Issue #99, opened 2017-02-23
Disassociate Neighborhood model from Users/Orgs in Django


CloudNiner:

CloudNiner:
Move to one-to-many in pfb_analysis app

PR #146, opened 2017-03-09
Remove 'area' org attribute

KlaasH:
Connects #102 (the back-end corollary is #99).

Removes the "area" association with organizations and users, which acted as a cross-org permissions category.

There was also some mention of "area" in what's currently called the "boundary-uploads" code.  In that context it does actually mean Neighborhood, so I changed it to that.  The structure of that section is somewhat different from what we'll need it to be, but I felt like there's enough overlap that it makes sense to adapt it into the AnalysisJob views rather than rip it out and build something entirely new.

**To test**
Start and log into the management site.  Under Org Management, the "Area" filter on the list view and "Area" field in the add view should be gone.  Under Data, they should now be called "Neighborhood".


CloudNiner:
Note that if you merge this before RRP it will not end up on staging, since builds are still disabled due to #137

PR #150, opened 2017-03-09
Feature/connectivity calculations

spencerrecneps:
This PR creates access scores for nearly all of the categories we're using for the evaluation. I have one or two other categories to work on still but in the interest of letting you integrate what I have as quickly as possible I'll take care of the last few items in a separate PR.


spencerrecneps:
Good. I'll finish up the changes and let you know when it's time to merge.

CloudNiner:
Is this ready for review and merge? Or can we just close and supersede with #153?

spencerrecneps:
We can close and superseded with #153 if you're OK with that. I've made SRID changes to these files there so this should now be considered obsolete.

PR #152, opened 2017-03-10
Replace NB_BOUNDARY_BUFFER with NB_MAX_TRIP_DISTANCE

KlaasH:
Connects #81.

Replaces the NB_BOUNDARY_BUFFER variable used in the analysis with
NB_MAX_TRIP_DISTANCE, since that's what it's actually doing.

In import_neighborhood.sh, where the buffer was used to truncate the
census blocks table to only the ones we care about, it now uses half
of NB_MAX_TRIP_DISTANCE, since it's not possible for a trip between
two points inside the boundary to go more than NB_MAX_TRIP_DISTANCE/2
outside of it.

NB_BOUNDARY_BUFFER is still accepted as an override to the census block
filter, in case that should prove desirable.

Also includes a few fixes and tweaks to `run-local-analysis`.


pfb-analysis/import/import_neighborhood.sh
```diff
@@ -1,8 +1,8 @@
 #!/bin/bash
 
 NB_INPUT_SRID="${NB_INPUT_SRID:-4326}"
-NB_OUTPUT_SRID="${NB_OUTPUT_SRID:-4326}"
-NB_BOUNDARY_BUFFER="${NB_BOUNDARY_BUFFER:-0}"
+NB_OUTPUT_SRID="${NB_OUTPUT_SRID:-2163}"
```
CloudNiner: I'm not sure we want this to default to MA state plane, as that's an odd choice. Should probably still default to 4326 as its a generic projection that would at least (sort of) work for most locations.

KlaasH: MA state plane is 2249.  2163 is "US National Atlas Equal Area".  The problem with 4326 as an output SRID is it's lat/lon, so the default max_trip_distance of 3300, intended to be about 2 miles, becomes the whole world.  So I went looking for a projection in meters that could make sense as a baseline default.

Alternatives include:
- Different default projection
- Leave the default as 4326 and change the default max trip distance to a value in degrees (not sure whether the pgrouting algorithms would handle that properly, but a very quick google made me think they might)
- Set the output SRID to 4326 and the max trip distance to something in meters* and don't worry about it

I meant to ask: is there a reason you went with 3600 as a default when switching the default commands from feet to meters?  I had been using 3300, since it's just over 2 miles.

CloudNiner: Whoops, I misspoke. 2163 seems to make the most sense here since we can then leave the default max trip distance in meters and the resulting analysis from the defaults would make sense.

 I think I probably chose 3600 since its an even number very close to 11000 when multiplied by 3, which is an approximation but not exact for ft -> m. So I'm fine with doing 3300. 

So summary of changes:
- Update all defaults/comments in the analysis to use NB_OUTPUT_SRID=2163
- Do the same for NB_MAX_TRIP_DISTANCE=3300

CloudNiner:
Consider waiting to merge until #153 is merged, there will likely be additional changes and conflicts necessary based on the added scripts in that PR.

CloudNiner:
This is good to rebase and merge.

KlaasH:
Closing, replaced by #167.

CloudNiner:
Looks like maybe you missed when you clicked the "close" button? 

Actually closing 😄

▬▬▬▬▬▬

## Exercise requirements
Search the records for the string "probably", and copy every line that holds it.

## Written reply
CloudNiner: I'm not sure we want this to default to MA state plane, as that's an odd choice. Should probably still default to 4326 as its a generic projection that would at least (sort of) work for most locations.
 I think I probably chose 3600 since its an even number very close to 11000 when multiplied by 3, which is an approximation but not exact for ft -> m. So I'm fine with doing 3300. 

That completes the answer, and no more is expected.